In the material below, find the line containing "I don't have" and the line containing "Feel free to", then reproduce exactly both of them and every line between, and nothing else.

• Supplied material
——————

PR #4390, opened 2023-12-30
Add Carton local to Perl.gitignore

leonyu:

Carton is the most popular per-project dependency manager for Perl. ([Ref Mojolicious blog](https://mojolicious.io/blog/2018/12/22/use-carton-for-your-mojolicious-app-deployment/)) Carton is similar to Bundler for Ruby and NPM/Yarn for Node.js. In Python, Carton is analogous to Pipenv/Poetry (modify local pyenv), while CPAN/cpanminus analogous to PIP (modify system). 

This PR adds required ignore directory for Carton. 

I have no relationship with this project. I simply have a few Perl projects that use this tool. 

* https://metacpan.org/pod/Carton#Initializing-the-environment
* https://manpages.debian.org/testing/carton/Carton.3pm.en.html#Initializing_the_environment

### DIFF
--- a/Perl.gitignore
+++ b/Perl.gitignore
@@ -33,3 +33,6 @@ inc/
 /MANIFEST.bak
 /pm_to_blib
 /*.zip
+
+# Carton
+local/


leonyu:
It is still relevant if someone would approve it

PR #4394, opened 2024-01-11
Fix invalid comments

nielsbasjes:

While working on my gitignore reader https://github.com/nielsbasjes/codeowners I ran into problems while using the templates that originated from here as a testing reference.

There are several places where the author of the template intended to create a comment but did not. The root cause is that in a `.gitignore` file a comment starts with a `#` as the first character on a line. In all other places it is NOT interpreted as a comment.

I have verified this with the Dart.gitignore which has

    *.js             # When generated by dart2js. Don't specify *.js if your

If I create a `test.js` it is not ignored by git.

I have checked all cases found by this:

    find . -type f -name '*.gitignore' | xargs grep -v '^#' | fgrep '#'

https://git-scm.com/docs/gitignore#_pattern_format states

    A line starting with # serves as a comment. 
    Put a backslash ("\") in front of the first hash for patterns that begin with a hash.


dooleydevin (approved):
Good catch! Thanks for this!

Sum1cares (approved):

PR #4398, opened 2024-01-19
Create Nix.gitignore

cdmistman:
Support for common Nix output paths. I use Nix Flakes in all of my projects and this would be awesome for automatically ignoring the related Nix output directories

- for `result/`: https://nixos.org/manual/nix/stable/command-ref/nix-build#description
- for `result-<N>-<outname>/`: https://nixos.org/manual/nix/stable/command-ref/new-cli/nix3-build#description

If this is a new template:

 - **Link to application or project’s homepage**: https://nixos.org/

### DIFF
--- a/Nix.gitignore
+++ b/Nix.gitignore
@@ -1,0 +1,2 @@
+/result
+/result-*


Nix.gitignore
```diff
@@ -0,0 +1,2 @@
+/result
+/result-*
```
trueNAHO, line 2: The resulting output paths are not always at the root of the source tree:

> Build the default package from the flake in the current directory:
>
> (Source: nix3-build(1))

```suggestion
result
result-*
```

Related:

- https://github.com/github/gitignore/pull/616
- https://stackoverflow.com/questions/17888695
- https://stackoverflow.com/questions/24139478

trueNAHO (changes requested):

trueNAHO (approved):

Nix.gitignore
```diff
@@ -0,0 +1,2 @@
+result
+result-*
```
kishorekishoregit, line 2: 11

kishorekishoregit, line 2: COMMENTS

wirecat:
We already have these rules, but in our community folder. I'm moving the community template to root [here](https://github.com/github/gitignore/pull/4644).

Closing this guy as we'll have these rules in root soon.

——————

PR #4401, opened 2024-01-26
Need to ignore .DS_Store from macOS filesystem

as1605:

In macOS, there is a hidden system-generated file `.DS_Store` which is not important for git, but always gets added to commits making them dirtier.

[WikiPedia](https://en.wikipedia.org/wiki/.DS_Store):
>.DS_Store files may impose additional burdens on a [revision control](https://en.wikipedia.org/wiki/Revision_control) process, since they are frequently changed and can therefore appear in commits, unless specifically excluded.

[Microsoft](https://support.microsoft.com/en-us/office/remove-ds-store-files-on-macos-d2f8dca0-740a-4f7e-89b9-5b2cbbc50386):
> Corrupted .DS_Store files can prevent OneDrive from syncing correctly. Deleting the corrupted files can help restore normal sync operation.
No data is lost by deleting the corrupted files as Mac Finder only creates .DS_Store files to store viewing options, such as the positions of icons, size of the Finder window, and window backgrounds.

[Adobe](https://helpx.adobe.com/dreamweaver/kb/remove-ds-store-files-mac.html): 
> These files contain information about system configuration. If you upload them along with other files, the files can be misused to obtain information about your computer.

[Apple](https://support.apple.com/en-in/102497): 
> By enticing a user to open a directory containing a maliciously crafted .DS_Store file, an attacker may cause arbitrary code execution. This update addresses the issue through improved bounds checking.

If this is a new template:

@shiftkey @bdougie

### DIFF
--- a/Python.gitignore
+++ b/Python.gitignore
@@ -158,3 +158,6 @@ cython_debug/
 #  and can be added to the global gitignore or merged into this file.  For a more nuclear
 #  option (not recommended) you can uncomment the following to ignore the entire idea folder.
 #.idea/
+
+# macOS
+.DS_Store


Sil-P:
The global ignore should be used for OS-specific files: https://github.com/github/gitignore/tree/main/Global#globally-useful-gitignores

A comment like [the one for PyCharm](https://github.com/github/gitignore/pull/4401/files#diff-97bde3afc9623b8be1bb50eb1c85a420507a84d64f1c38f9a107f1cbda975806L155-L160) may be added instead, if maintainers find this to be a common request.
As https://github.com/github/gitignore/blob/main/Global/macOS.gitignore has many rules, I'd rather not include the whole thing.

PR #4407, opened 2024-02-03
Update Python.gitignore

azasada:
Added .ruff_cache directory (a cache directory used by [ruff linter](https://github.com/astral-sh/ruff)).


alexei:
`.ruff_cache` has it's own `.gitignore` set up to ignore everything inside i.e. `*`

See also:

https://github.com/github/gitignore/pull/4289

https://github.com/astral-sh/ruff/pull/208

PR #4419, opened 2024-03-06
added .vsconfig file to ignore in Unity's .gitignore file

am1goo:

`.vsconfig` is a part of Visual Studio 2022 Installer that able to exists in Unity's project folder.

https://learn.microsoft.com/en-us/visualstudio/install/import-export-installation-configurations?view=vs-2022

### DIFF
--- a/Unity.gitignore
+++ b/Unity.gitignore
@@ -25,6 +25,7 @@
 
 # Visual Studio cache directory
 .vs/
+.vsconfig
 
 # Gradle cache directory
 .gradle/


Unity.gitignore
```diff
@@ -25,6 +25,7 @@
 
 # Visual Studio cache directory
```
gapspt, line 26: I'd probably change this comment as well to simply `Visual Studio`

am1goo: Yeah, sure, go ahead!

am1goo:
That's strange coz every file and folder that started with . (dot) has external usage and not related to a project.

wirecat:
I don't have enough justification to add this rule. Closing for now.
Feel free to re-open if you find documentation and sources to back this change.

——————

• Written solution
I don't have enough justification to add this rule. Closing for now.
Feel free to re-open if you find documentation and sources to back this change.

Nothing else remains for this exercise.